# Horvitz–Thompson estimator

Let’s say we have a finite population of $N$ individuals, and we are interested in some trait that they have. Let $X_i$ denote the value of the trait for individual $i$. We don’t get to see all these $X_i$‘s: we only sample $n < N$ of them. With this sample of $n$ individuals, we may be interested in obtaining an estimate of the total $T = \sum_{i=1}^N X_i$ or the mean $\tau = \frac{1}{N}\sum_{i=1}^N X_i$.

Let’s add another wrinkle to our sampling scheme: we don’t know how we obtained it! (Maybe someone else gave it to us.) All we know is that the probability of individual $i$ being included in the sample was $\pi_i$. Can we still come up with reasonable estimates for $T$ and $\tau$?

It turns out that we can. In a 1952 paper, Daniel G. Horvitz and Donovan J. Thompson introduced what is now known as the Horvitz-Thompson estimator:

$\hat{T}_{HT} = \displaystyle\sum_{i=1}^n \frac{X_i}{\pi_i}.$

Note that the sum only goes over $n$ terms, but it is an estimate for a sum over $N$ terms. This estimator is performing inverse probability weighting: that is, we give each observation a weight which is the inverse of its probability of inclusion. The Horvitz-Thompson estimator is unbiased for $T$. The paper also worked out an expression for the estimator’s variance, but it’s substantially more complicated.

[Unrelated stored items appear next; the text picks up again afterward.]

PR #3423, opened 2024-07-26
Add "decompress" response utility

### LINKED ISSUE #3412: Expose "Content-Encoding" handling publicly
## This would solve...

Hi! In [Interceptors](https://github.com/mswjs/interceptors), we are looking at improving the compatibility of response handling for mocked responses. As a part of that effort, we'd like to produce an identical behavior that Undici exhibits with compressed response bodies. 

If the following handling logic is a tad abstracted and exposed as a standalone function, it could help us a lot to stay consistent and make countless developers' tests more reliable:

https://github.com/nodejs/undici/blob/c1f7d2a9a6556e5a34fdf5ed38c77ce636f1ff02/lib/web/fetch/index.js#L2139-L2161

## I have also considered...

We are considering writing the `Content-Encoding` handling by hand but I'd like to join efforts on this one. I don't wish to repeat things. I like using the platform. I like Undici. 

## Additional context

I'm interested in opening a pull request and seeing this through, given it's something you agree on. Let me know.

kettanaito:
## This relates to...

- Fixes #3412

## Rationale

Exposing the response decompression logic (i.e. the handling of the `Content-Encoding` header) will allow other Node.js libraries to reuse it, resulting in a consistent experience for everyone. 

> See more detailed reasoning in the referenced issue. 

## Changes

- Adds a new `decompress` utility, abstracting the `Content-Type` handling from the existing `lib/fetch/index.js`.
- [ ] Uses the `decompress` utility in the `onHeaders` callback.

## Status

- [ ] Tested
- [ ] Documented
- [ ] Review ready
- [ ] In review
- [ ] Merge ready

### DIFF
--- a/lib/web/fetch/decompress.js
+++ b/lib/web/fetch/decompress.js
@@ -1,0 +1,80 @@
+const { pipeline } = require('node:stream')
+const zlib = require('node:zlib')
+const { redirectStatusSet, nullBodyStatus } = require('./constants')
+const { createInflate } = require('./util')
+
+/**
+ * Decompress the given response body.
+ * @param {Request} request
+ * @param {Response} response
+ * @returns {ReadableStream<Uint8Array> | null}
+ */
+function decompress (request, response) {
+  const contentEncoding = response.headers.get('content-encoding')
+
+  if (!contentEncoding) {
+    return response.body
+  }
+
+  // https://www.rfc-editor.org/rfc/rfc7231#section-3.1.2.1
+  // "All content-coding values are case-insensitive..."
+  const codings = contentEncoding
+    .toLowerCase()
+    .split(',')
+    .map((coding) => coding.trim())
+
+  if (codings.length === 0) {
+    return response.body
+  }
+
+  const willFollow =
+    response.headers.get('location') &&
+    request.redirect === 'follow' &&
+    redirectStatusSet.has(response.status)
+
+  if (
+    request.method === 'HEAD' ||
+    request.method === 'CONNECT' ||
+    nullBodyStatus.includes(response.status) ||
+    willFollow
+  ) {
+    return response.body
+  }
+
+  const decoders = []
+
+  for (let i = codings.length - 1; i >= 0; --i) {
+    const coding = codings[i]
+
+    // https://www.rfc-editor.org/rfc/rfc9112.html#section-7.2
+    if (coding === 'x-gzip' || coding === 'gzip') {
+      decoders.push(
+        zlib.createGunzip({
+          // Be less strict when decoding compressed responses, since sometimes
+          // servers send slightly invalid responses that are still accepted
+          // by common browsers.
+          // Always using Z_SYNC_FLUSH is what cURL does.
+          flush: zlib.constants.Z_SYNC_FLUSH,
+          finishFlush: zlib.constants.Z_SYNC_FLUSH
+        })
+      )
+    } else if (coding === 'deflate') {
+      decoders.push(createInflate())
+    } else if (coding === 'br') {
+      decoders.push(zlib.createBrotliDecompress())
+    } else {
+      decoders.length = 0
+      break
+    }
+  }
+
+  if (decoders.length === 0) {
+    return response.body
+  }
+
+  return pipeline(response.body, ...decoders)
+}
+
+module.exports = {
+  decompress
+}


KhafraDev:
it'd be nice if this worked with the rest of undici too, not just fetch

kettanaito:
@KhafraDev, can you point me to other usages where this should work?

KhafraDev:
> can you point me to other usages where this should work?

undici.request, stream, etc. https://github.com/nodejs/undici/discussions/1155

kettanaito:
Added a basic set of unit tests for the `decompress` function. 

```sh
✔ ignores responses without the "Content-Encoding" header (32.383292ms)
✔ ignores responses with empty "Content-Encoding" header (0.780042ms)
✔ ignores redirect responses (0.439708ms)
✔ ignores HEAD requests (0.456958ms)
﹣ ignores CONNECT requests (0.0775ms) # SKIP
✔ ignores responses with unsupported encoding (0.219292ms)
✔ decompresses responses with "gzip" encoding (15.465084ms)
```

Still need to cover multiple `Content-Encoding` values, like `gzip, br`, etc.

kettanaito:
@KhafraDev, thinking of tailoring this to a generic body decompression purposes, I can imagine it being used this way: 

```ts
function createDecompressionStream(args): TransformStream 

// Then, usage:
anyCompressedBodyStream.pipe(createDecompressionStream(args))
```

The most challenging part is figuring out the `args` here.

kettanaito:
Any thoughts about this?

```js
/**
 * Create a decompression stream for the given `Content-Encoding` codings.
 * @param {string[]} codings
 * @returns {WritableStream}
 */
function createDecompressionStream(codings) {
  const decoders = [];

  for (let i = codings.length - 1; i >= 0; --i) {
    const coding = codings[i];

    // https://www.rfc-editor.org/rfc/rfc9112.html#section-7.2
    if (coding === "x-gzip" || coding === "gzip") {
      decoders.push(
        zlib.createGunzip({
          // Be less strict when decoding compressed responses, since sometimes
          // servers send slightly invalid responses that are still accepted
          // by common browsers.
          // Always using Z_SYNC_FLUSH is what cURL does.
          flush: zlib.constants.Z_SYNC_FLUSH,
          finishFlush: zlib.constants.Z_SYNC_FLUSH,
        })
      );
    } else if (coding === "deflate") {
      decoders.push(createInflate());
    } else if (coding === "br") {
      decoders.push(zlib.createBrotliDecompress());
    } else {
      decoders.length = 0;
      break;
    }
  }

  return pipeline(...decoders, () => {});
}
```

KhafraDev:
I think for arguments a stream and a header value would be fine

kettanaito:
Got it. Added a [`decompressStream` utility](https://github.com/nodejs/undici/pull/3423/files#diff-7a181e92a0fcee24b8bf2c92d7161131e08db363521b3d356d76a1d3ea9f55f5R42), reused it in the `decompress()`.

lib/web/fetch/decompress.js
```diff
@@ -0,0 +1,95 @@
...
+    response.headers.get('content-encoding')
+  )
+}
+
+/**
+ * Decompress the given stream based on the "Content-Encoding" response header.
+ * @param {ReadableStream<Uint8Array>} stream
+ * @param {string | null} contentEncoding The value of the "Content-Encoding" response header.
+ */
+function decompressStream (stream, contentEncoding) {
```
metcoder95, line 42: Wondering if it might be useful to allow customize the options for each one of the decompressions implementation.

metcoder95 (commented):
So far, it LGTM;

I believe the `decompressStream` can be used within an interceptor if we want to aim for that in the other PR as well.

lib/web/fetch/decompress.js
```diff
@@ -0,0 +1,95 @@
...
+          finishFlush: zlib.constants.Z_SYNC_FLUSH
+        })
+      )
+    } else if (coding === 'deflate') {
+      decoders.push(createInflate())
+    } else if (coding === 'br') {
+      decoders.push(zlib.createBrotliDecompress())
+    } else {
+      decoders.length = 0
+      break
```
ronag, line 81:
```suggestion
      return null
```

Maybe return null or otherwise there is no way to know if it "failed".

ronag: Also `decompressStream` should probably not live under `/web/`

lib/web/fetch/decompress.js
kettanaito: @metcoder95, do we have a use case for that? I'd love to see it, think how we can support additional parameters. Perhaps the way forward would be through more granular utilities, if any, then making one function with complex input.

lib/web/fetch/decompress.js
kettanaito: @ronag, can it fail though? The intention was that, if there's no known compression provided, the stream is returned as-is. 

You can still handle failures as you normally would:

```js
decompressStream(myStream).on('error', callback)
```

KhafraDev: > if there's no known compression provided

The logic seems to be that if an unknown coding is sent, the body isn't decompressed at all. I'm not sure if that sounds right either.

`Content-Encoding: gzip, zstd, br` -> ignored (zstd is not supported)
`Content-Encoding: gzip, br` -> decompressed

kettanaito: As a consumer, I expect the body stream to be returned as-is if:

1. It has no `Content-Encoding` set (no `codings` provided as an argument);
2. It has unknown `Content-Encoding` set or an unknown `coding(s)` is provided as an argument. 

I wouldn't expect it to throw because that's a disruptive behavior that implies I need to add a guard _before_ trying to call `decompress`/`decompressStream`. At least, not at a level this low. 

If the API is potentially disruptive, I need to have an extra check in place to prevent scenarios where decompression is impossible. This puts extra work on me as a consumer but also results in a more frail API since the list of supported encodings is baked in Undici and may change across releases. 

I strongly suggest to return the body stream as-is in those two cases I described above. `decompressString()` must never error, save for the streams errors itself (and those are irrelevant in the context of this function).

kettanaito: We have to outline whether we are after a runtime behavior or a DX improvement. I shared my opinion on this in the context of runtime behaviors. 

If we are talking about a DX improvements, as in not silently ignore unknown compression algorithms, allowing bugs to slip in, then printing a warning may be enough. 

Alternatively, `decompressString()` may trigger error on the given stream if an unknown encoding is encountered. I still think that's too disruptive. Would love to have a more detailed, use case-driven discussion.

lib/web/fetch/decompress.js
metcoder95: Hmm, that's a good point; let's leave it for later then. I don't have a specific use-case in mind but just if you want to add extra params to e.g. `brotli` decompress, or strategy to `gunzip`.

But unless strong request, we can keep it simple as you suggest 👍

lib/web/fetch/decompress.js
metcoder95: What about making the behaviour optional?

I see the benefit of throwing an error if the decompression is not possible, at the same time to return the decompressed stream and move forward.
Maybe using a flag whereas the default behaviour is to not throw, and throw otherwise (or the other way around) can provide the enough ergonomics to enable these use cases?

kettanaito: Would erroring the _returned_ stream be a semantically correct thing to do instead of throwing an error? 

That way, the `decompressStream` function doesn't have to become more complex. It can always error the returned stream if the decompression is impossible. The consumer can then decide how to handle those errors in the `error` listener.

I emphasize the returned stream because the input stream must remain intact so it can be operated with by other agent regardless of the decompression results. I also propose this on the assumption that `pipeline()` returns a _new_ stream, which I believe it does. We can error _that_.

```js
function decompressStream(stream, codings) {
  // ...
  const result = pipeline(...)

  if (noDecompressionPossible) {
    result.destroy(new Error('Unknown compression algorithm')
  }

  return result
}
```

One problem with this approach is that it doesn't fail fast enough. We know if one of the `codings` is not supported when iterating over them, even before the pipeline is created. 

I see two options to solve this:

1. Error the pipeline but it's not fail-fast.
2. Accept additional argument but it makes the function more complex:

```js
function decompressStream(stream, codings, throwOnUnknownCoding) {}
```

kettanaito: I can also argue that the function can fail _always_, and the consumer can always make it safe with this:

```js
import { decompress } from 'undici'

function decompressOrReturnAsIs(request, response) {
  try {
    let r = decompress(request, response)
    return r
  } catch { 
    return response.body
  }
}
```

If you think throwing will benefit most consumers, I'm not against it.

kettanaito: @metcoder95 @KhafraDev do you agree with my reasoning in the post above?

kettanaito: Hah, so there's an existing expectation that decompression is _skipped_ if encountered unknown encoding:

```
 ✖ should skip decompression if unsupported codings
```

I suppose that answers the question.

kettanaito:
I've added unit tests for `x-gzip` and `gzip, br` encodings. Both seem to pass 🎉

lib/web/fetch/decompress.js
KhafraDev: throwing an error will make fetch slower

kettanaito:
The CI is failing with some issues download Node.js binary, it seems. Doesn't appear to be related to the changes.

lib/web/fetch/decompress.js
kettanaito: Regarding the decoders customization discussion, I don't think it justifies the cost of making `decompressStream` more complex. The only thing you need is the list of decodings, which you can get using a one-liner:

```js
 const codings = contentEncoding
    .toLowerCase()
    .split(',')
    .map((coding) => coding.trim())
```

The purpose of `decompressStream` is to grab the _exact_ behavior Undici has under the hood. If you need a different behavior, you should (1) parse the `Content-Encoding` header; (2) map encodings to decompression streams with custom options. 

I can see how you'd want to _extend_ or override certain things from the default decompression, and for that we, perhaps, can consider exporting those options separately? 

```js
module.exports = {
  gzipDecompressionOptions: {
    flush: zlib.constants.Z_SYNC_FLUSH,
    finishFlush: zlib.constants.Z_SYNC_FLUSH
  }
}
```

metcoder95: Regarding erroring or throwing; As you suggest @kettanaito, I'd like to fail faster and inform the implementer the encoding is not supported without even disturbing the input stream, so fallbacks can be applied if they want to.

For `fetch`, as @KhafraDev points out, the `throw`ing might be slower, so we can disable by default, and not throw at all, but rather ignore the non-supported encodings.

The issue I'd like to avoid, is putting the implementer in the spot of all or nothing.

>Even then, that's all the options Undici uses right now. To me this looks like a nice thing to have without substantial use case argumentation. I lean toward iterating on this when we have more of the latter.

Agree, let's do that 👍

kettanaito:
## Update

I've added remaining unit tests for the `decompressStream` utility, all are passing locally. 

Based on the [conclusion](https://github.com/nodejs/undici/pull/3423#discussion_r1699608433) of the discussion around unknown encodings, and taking into the consideration that there's an explicit existing test suite that unknown encodings must be ignored when decompressing the `fetch()` response body, looks like the way forward is to leave the implementation as-is. Please let me know if I misunderstood the conclusion. 

I suggest adding the throwing logic to `decompressStream` once we discover a use case for that (decompression in the interceptor may be that use case). From then, we can open a new pull request to extend the `decompressStream` utility with `options` or anything else we find proper.

lib/web/fetch/decompress.js
```diff
@@ -0,0 +1,95 @@
...
+const { redirectStatusSet, nullBodyStatus } = require('./constants')
+const { createInflate } = require('./util')
+
+/**
+ * Decompress the given response body.
+ * @param {Request} request
+ * @param {Response} response
+ * @returns {ReadableStream<Uint8Array> | null}
+ */
+function decompress (request, response) {
```
tsctx, line 12: I think decompressStream is sufficient

lib/web/fetch/index.js
```diff
@@ -2111,62 +2110,24 @@ async function httpNetworkFetch (
...
             status,
             statusText,
             headersList,
-            body: decoders.length
-              ? pipeline(this.body, ...decoders, () => { })
-              : this.body.on('error', () => { })
+            body: decompress(request, {
+              status,
+              statusText,
+              headers: headersList,
```
tsctx, line 2128: headersList is not an instance of Headers

index.js
```diff
@@ -138,9 +138,12 @@ module.exports.getSetCookies = getSetCookies
 module.exports.setCookie = setCookie
 
 const { parseMIMEType, serializeAMimeType } = require('./lib/web/fetch/data-url')
+const { decompress, decompressStream } = require('./lib/web/fetch/decompress')
 
 module.exports.parseMIMEType = parseMIMEType
 module.exports.serializeAMimeType = serializeAMimeType
+module.exports.decompress = decompress
+module.exports.decompressStream = decompressStream
```
tsctx, line 146: I think it is better to use the namespace `util` https://github.com/nodejs/undici/blob/main/docs/docs/api/Util.md

lib/web/fetch/decompress.js
kettanaito: I'd like to have a designated utility that performs the decompression _including_ the handling of redirect responses, etc. `decompressStream` implies you handle that yourself.

lib/web/fetch/index.js
kettanaito: Technically, not, but its APIs are compatible, from what I can see. At least, the entire test suite hasn't proven me wrong. 

I can construct `Headers` instance out of `headersList` but it may have performance implications. Would you advise me to do that?

metcoder95 (commented):
LGTM, just having the considerations of @tsctx about the util namespace and the following thread: https://github.com/nodejs/undici/pull/3423/files#r1694215822

mcollina:
Can you please add the types for this and the related type tests?

lib/web/fetch/decompress.js
tsctx: It looks to me like you are targeting the Fetch api response.
In this case, have you already been redirected?

kettanaito:
On a related subject, I've recently learned about [`DecompressionStream`](https://developer.mozilla.org/en-US/docs/Web/API/DecompressionStream) global API, which is also available in Node.js as of now. Can it be utilize to the same effect as the API being proposed here? 

```js
response.body.pipeTo(new DecompressionStream('gzip'))
```

One practical downside of this is that there's no connection between the response content encoding and the decompression used. You can also provide only _one_ decompression format (gzip, deflate, deflate-raw), so in case of response streams encoded with multiple codings, you'd have to create a pipe of decompression streams. 

Does anybody know if there's any difference in `DecompressionStream` and the content encoding handling Undici has as of now? 

I'd still much like to be consistent with Unidici here, but knowing more would be good.

lib/web/fetch/decompress.js
kettanaito: @tsctx, I'm moving the existing content encoding logic to this utility function. In the existing logic, Undici does accept the response, which is the redirect response, not the redirected response. This is correct. This utility must also decide if decompression is unnecessary if the response is a redirect response.

index.js
kettanaito: Moved it under `core/util.js`.

index.js
```diff
@@ -130,19 +141,31 @@ const { kConstruct } = require('./lib/web/cache/symbols')
 // in an older version of Node, it doesn't have any use without fetch.
 module.exports.caches = new CacheStorage(kConstruct)
 
-const { deleteCookie, getCookies, getSetCookies, setCookie } = require('./lib/web/cookies')
+const {
```
kettanaito, line 144: This is the result of running `npm run lint:fix` on this branch. You may have something misconfigured if it reports diffs.

kettanaito: Or this branch is behind and main has applied this formatting.

kettanaito:
Moved the tests to the root level of `test`, and now random tests are failing:

```js
✖ should include encodedBodySize in performance entry (1.82966ms)
  TypeError [Error]: webidl.converters.USVString is not a function
      at fetch (/Users/kettanaito/Projects/contrib/undici/index.js:121:13)
      at async Server.<anonymous> (/Users/kettanaito/Projects/contrib/undici/test/fetch/resource-timing.js:68:18)
```

The tests are in their own modules, no existing tests were edited. The errors themselves don't seem to be related to the changes. 

Does anybody know what's causing this?

index.js
KhafraDev: please undo them

mcollina:
@kettanaito are you still considering finishing this?

kettanaito:
@mcollina, yes. I've fallen off lately, doing other things. This is still on my todo list, and I'd love to see this merged. Still got those test shenanigans, no idea what causing seemingly unrelated tests to fail. I would appreciate your patience with me here, it may take me time to get back to this.

kettanaito:
I've rebased the branch against the latest `main`, and have one question:

Is the rightmost `err` stream for the body necessary just to have 3+ streams here, or does it serve a different purpose? I suspect stream errors will already propagate as the `error` event on the stream itself. 

```diff
-body: decoders.length
-  ? pipeline(this.body, ...decoders, (err) => {
-    if (err) {
-      this.onError(err)
-    }
-  }).on('error', onError)
-  : this.body.on('error', onError)

+body: decompress(request, {
+  status,
+  statusText,
+  headers: headersList,
+  body: this.body
+}).on('error', onError)
```

Basically, my rebase removed the `(err) => {}` part of the pipeline. Please let me know if that's okay. 

Also, since `decompress()` now returns the body stream as-is if there are no transformations found to decompress that stream, there's no need to have a conditional body assignment.

kettanaito:
## On code formatting

I undid the code formatting to keep the diff sane, but I highly encourage you to investigate your Prettier setup. Running `npm run lint:fix` produces a lot of formatting diff. That's an indication that either it's not set up properly, or the contributors are ignoring that and pushing changes with their own formatter settings instead of using those set up in the project.

index.js
kettanaito: Done. https://github.com/nodejs/undici/pull/3423#issuecomment-2410888383

kettanaito:
Can I please get some help with these failing tests? They don't seem to be related to the changes I'm introducing. Looks more like I need to build something or update something...

```
✖ Buffer will be returned as string via text() (0.754584ms)
  TypeError [Error]: webidl.converters.USVString is not a function
      at webidl.converters.RequestInfo (/Users/kettanaito/Projects/contrib/undici/lib/web/fetch/request.js:996:30)
      at new Request (/Users/kettanaito/Projects/contrib/undici/lib/web/fetch/request.js:104:31)
      at fetch (/Users/kettanaito/Projects/contrib/undici/lib/web/fetch/index.js:145:21)
      at TestContext.<anonymous> (/Users/kettanaito/Projects/contrib/undici/test/mock-interceptor.js:376:30)
      at Test.runInAsyncScope (node:async_hooks:206:9)
      at Test.run (node:internal/test_runner/test:631:25)
      at Suite.processPendingSubtests (node:internal/test_runner/test:374:18)
      at Test.postRun (node:internal/test_runner/test:715:19)
      at Test.run (node:internal/test_runner/test:673:12)
```

- [Test run](https://github.com/nodejs/undici/actions/runs/11326308560/job/31494990473?pr=3423)

Why is `webidl.converters.USVString` suddenly became undefined? Would appreciate assistance on this so I could proceed with adding type tests and having this merged. 

cc @KhafraDev @mcollina

lib/core/util.js
```diff
@@ -895,6 +894,13 @@ function getCodings (contentEncoding) {
   return codings
 }
 
+let createInflate
+
+function lazyCreateInflate (zlibOptions) {
+  createInflate ??= require('../web/fetch/util').createInflate
```
kettanaito, line 900: @KhafraDev, wouldn't it make more sense to lift `createInflate` to `../core/util` in this case? If multiple modules depend on it, perhaps it's a sign to make it a generic utility.

KhafraDev: I went for the path of least resistance, I have no objections in either case.

KhafraDev (approved):

test/decompress.js
```diff
@@ -0,0 +1,141 @@
...
+      }
+    })
+  )
+  assert.equal(await new Response(body).text(), 'hello world')
+})
+
+/**
+ * @note Undici does not support the "CONNECT" request method.
+ */
+test.skip('ignores CONNECT requests', async () => {
```
metcoder95, line 59: We should, or what do you mean exactly?

mcollina (commented):
Should this utility get publicly exposed?

kettanaito:
@mcollina, yes, that's the intention. We would like to reuse it in MSW to have a consistent body decompression across the board. As suggested by prior reviewers, we can expose this from utils, but I suppose that still means the root export of the package.

kettanaito:
@KhafraDev, thank you so much for your support on this one! 

I believe there are still type tests remaining on my end, and making sure we export this correctly (perhaps @mcollina has some thoughts on this).

test/decompress.js
Uzlopak: CONNECT is a special method which opens a tunnel.

mcollina:
@kettanaito add the export from the root package and related docs.

kettanaito:
Will do! I should have some time tomorrow to finalize this.

KhafraDev:
Is this needed after https://github.com/mswjs/interceptors/pull/661/? I think there are some semver issues to consider along with the general weirdness of exposing internals for public use

kettanaito:
@KhafraDev, that's a good question. I've come to realize that we wouldn't be able to reuse this compression straight away, and would have to either ship `undici` alongside Interceptors, or inline its decompression logic anyway. 

I would rather not ship `undici` because it creates two separate universes of the bundled Undici in the user's Node, and explicit Undici they install with MSW. Not a good thing. 

I was surprised to learn about the Compression Streams API. Sadly, it doesn't support Brotli, and I'm researching the possible ways to move forward here. 

That being said, I still find the `decompress` logic being exposed as beneficial to Undici and its consumers. I believe there were issues that linked to its need as well.

Uzlopak:
I think that moving the code from fetch to core is wrong. decompress expects Request and Response from fetch and not the core Request and Response instances. So the decompression needs to be moved back to the fetch folder. Or do I understand that wrong?

Uzlopak:
Closing due to inactivity.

One potential application of this is if $X_i = 1$ for all individuals ($i = 1, \dots, N$). Here, we are just trying to estimate the size of the population $N$. If we knew the inclusion probabilities (a BIG if), then we could just use the Horvitz-Thompson estimator directly: $\hat{T}_{HT} = \sum_{i=1}^n \frac{1}{\pi_i}.$ Usually we don’t know the $\pi_i$‘s, since they depend on the knowledge of $N$ in some way! What we could do then is to get estimates $\hat{\pi}_i$ for the inclusion probabilities, then use the plug-in principle to get the estimator $\sum_{i=1}^n \frac{X_i}{\hat{\pi}_i}$.

Credits: I learnt of this estimator through a talk Kristian Lum gave recently at the Stanford statistics seminar.